Goal of the exercise – Filter the records below for the word "cdata". Copy each line that holds it.

------------------------------------------------------------------------

PR #258, opened 2022-01-04
sdl2: update to 2.0.18

Jan200101:
Tested with:
- gcc11 Fedora 35 x86_64
- gcc11 MinGW64 x86_64


Jan200101:
Line endings got messed up somewhere along the way

eli-schwartz:
Thanks.

A precious attempt at this was in #218, unfortunately getting it to run in CI is... complicated, by the fact that the original implementation of this wrap never did thorough feature checks. The CI could get further if you installed some Linux dependencies via ci_config.json

Jan200101:
I see a way of fixing the Linux CI, but not the Windows CI.
How do you suggest proceeding?

jpakkane:
The following patch on top of this makes it compile for me:

```
diff --git a/meson.build b/meson.build
index ccef14e..d2e7dac 100644
--- a/meson.build
+++ b/meson.build
@@ -143,7 +143,7 @@ endforeach
 cdata.set('HAVE_LIBC', 1)

 if cc.compiles('''#include<math.h>
-double dummy = M_PI
+double dummy = M_PI;
 ''', name : 'M_PI')
   cdata.set('HAVE_M_PI', 1)
 endif
diff --git a/src/core/windows/meson.build b/src/core/windows/meson.build
index 9c4a688..a959c9f 100644
--- a/src/core/windows/meson.build
+++ b/src/core/windows/meson.build
@@ -1 +1,4 @@
-all_sources += files('SDL_windows.c', 'SDL_xinput.c')
+all_sources += files('SDL_windows.c',
+    'SDL_xinput.c',
+    'SDL_hid.c',
+    )
diff --git a/src/hidapi/meson.build b/src/hidapi/meson.build
index 499c074..2017606 100644
--- a/src/hidapi/meson.build
+++ b/src/hidapi/meson.build
@@ -2,4 +2,8 @@ all_sources += files(
   'SDL_hidapi.c',
 )

-core_inc += include_directories('hidapi')
\ No newline at end of file
+core_inc += include_directories('hidapi')
+
+  core_deps += [cc.find_library('setupapi')]
+endif
diff --git a/src/joystick/hidapi/meson.build b/src/joystick/hidapi/meson.build
index 3a14de3..58092b4 100644
--- a/src/joystick/hidapi/meson.build
+++ b/src/joystick/hidapi/meson.build
@@ -1,10 +1,14 @@
 all_sources += files(
   'SDL_hidapi_gamecube.c',
+  'SDL_hidapi_luna.c',
   'SDL_hidapi_ps4.c',
+  'SDL_hidapi_ps5.c',
   'SDL_hidapi_rumble.c',
   'SDL_hidapi_steam.c',
+  'SDL_hidapi_stadia.c',
   'SDL_hidapi_switch.c',
   'SDL_hidapi_xbox360.c',
+  'SDL_hidapi_xbox360w.c',
   'SDL_hidapi_xboxone.c',
   'SDL_hidapijoystick.c',
 )
\ No newline at end of file
diff --git a/src/joystick/meson.build b/src/joystick/meson.build
index 38a1d22..a56cf46 100644
--- a/src/joystick/meson.build
+++ b/src/joystick/meson.build
@@ -5,6 +5,7 @@ all_sources += files(

 subdir('hidapi')
 subdir('steam')
+subdir('virtual')

 if host_machine.system() == 'linux'
   subdir('linux')
diff --git a/src/joystick/windows/meson.build b/src/joystick/windows/meson.build
index f3fdeb8..581a618 100644
--- a/src/joystick/windows/meson.build
+++ b/src/joystick/windows/meson.build
@@ -1,5 +1,9 @@
 all_sources += files(
   'SDL_dinputjoystick.c',
+  'SDL_rawinputjoystick.c',
+  'SDL_windows_gaming_input.c',
   'SDL_windowsjoystick.c',
   'SDL_xinputjoystick.c'
 )
+
+core_deps += [cc.find_library('cfgmgr32')]
diff --git a/src/meson.build b/src/meson.build
index 06f2a03..c23c313 100644
--- a/src/meson.build
+++ b/src/meson.build
@@ -27,7 +27,7 @@ subdir('power')
 subdir('render')
 subdir('sensor')
 subdir('stdlib')
-subdir('test')
+#subdir('test')
 subdir('thread')
 subdir('timer')
 subdir('video')
diff --git a/src/render/direct3d11/meson.build b/src/render/direct3d11/meson.build
index f6cf157..ca15625 100644
--- a/src/render/direct3d11/meson.build
+++ b/src/render/direct3d11/meson.build
@@ -1,3 +1,4 @@
 all_sources += files(
   'SDL_render_d3d11.c',
+  'SDL_shaders_d3d11.c',
 )
diff --git a/src/sensor/meson.build b/src/sensor/meson.build
index 8d419f7..db2cd08 100644
--- a/src/sensor/meson.build
+++ b/src/sensor/meson.build
@@ -2,4 +2,8 @@ all_sources += files(
   'SDL_sensor.c',
 )

+  subdir('windows')
+endif
+
 subdir('dummy')
diff --git a/src/test/meson.build b/src/test/meson.build
index 471a980..4649f68 100644
--- a/src/test/meson.build
+++ b/src/test/meson.build
@@ -1,3 +1,4 @@
+# FIXME, these should be executables instead.
 all_sources += files(
   'SDL_test_assert.c',
   'SDL_test_common.c',
diff --git a/src/thread/windows/meson.build b/src/thread/windows/meson.build
index f978eb3..a7c854b 100644
--- a/src/thread/windows/meson.build
+++ b/src/thread/windows/meson.build
@@ -1,7 +1,8 @@
 all_sources += files(
+  'SDL_syscond_cv.c',
+  'SDL_sysmutex.c',
+  'SDL_syssem.c',
   'SDL_systhread.c',
   'SDL_systls.c',
-  'SDL_syssem.c',
-  'SDL_sysmutex.c',
   '../generic/SDL_syscond.c',
 )
```

Jan200101:
Okay that seems to get it further, but I am still facing issues when compiling with MinGW.
After looking further it seems that it uses a preconfigured SDL_config.h which defines things that are not available on MinGW.

Jan200101:
Amazingly Windows compiles now, but most of the features that were previously present had to be cut out.

I know stuff is messy right now and there needs to be a lot of changing to get it back to the previous state, but then it will work on MSVC and MinGW

jpakkane:
> Amazingly Windows compiles now, but most of the features that were previously present had to be cut out.

Why is this? The version I did did not require removing anything.

Jan200101:
> > Amazingly Windows compiles now, but most of the features that were previously present had to be cut out.
> 
> Why is this? The version I did did not require removing anything.

The version you provided may have compiled against MSVC but not against MinGW because it lacks headers from the WinSDK.

The issue is that SDL2 was configured to use the official SDL2_config_windows.h when we really needed something to give us more control on what to enable.

I will have to manually go through the list of definitions and add them to the check_functions and check_headers arrays

jpakkane:
Since the original did not support MinGW either (I think, didn't test it though), if doing all that work takes a lot of time, an alternative is to submit the current version that works with VS as-is and then add the MinGW bits later in a separate pr.

Jan200101:
The previous one did support MinGW which is why I aim to continue support.

Its not going to take a very long time its just a matter of matching up headers with flags

eli-schwartz:
As a completely random aside: what are the advantages of having one meson.build per subdirectory, versus listing most sources in one file using filenames with directory components. I am more familiar with the latter, and it should be just as functional... Is it actually easier to write the current way? 👀

jpakkane:
In the end it is a matter of taste, really.

That being said, this approach is better if you need to be selective in things you pick up from the subdirs. Having the check on whether to use something be in the same dir as the file itself (as opposed to some random dir uptree) is easier.

Jan200101:
> As a completely random aside: what are the advantages of having one meson.build per subdirectory, versus listing most sources in one file using filenames with directory components. I am more familiar with the latter, and it should be just as functional... Is it actually easier to write the current way? eyes

It... depends

Honestly I am considering rewriting it as a single meson.build to achieve parity with the official CMakelists.txt because they simply wildcard a bunch of files
https://github.com/libsdl-org/SDL/blob/c477768e6f926c38d4cdc236cab8376faf9f6789/CMakeLists.txt#L462-L483

Jan200101:
Ubuntu CI seemingly randomly failed. I'll force repush in a  bit to try again

Jan200101:
CI passes and tested locally using MinGW

jpakkane:
Great, thanks.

------------------------------------------------------------------------

Result for this task –
 cdata.set('HAVE_LIBC', 1)
   cdata.set('HAVE_M_PI', 1)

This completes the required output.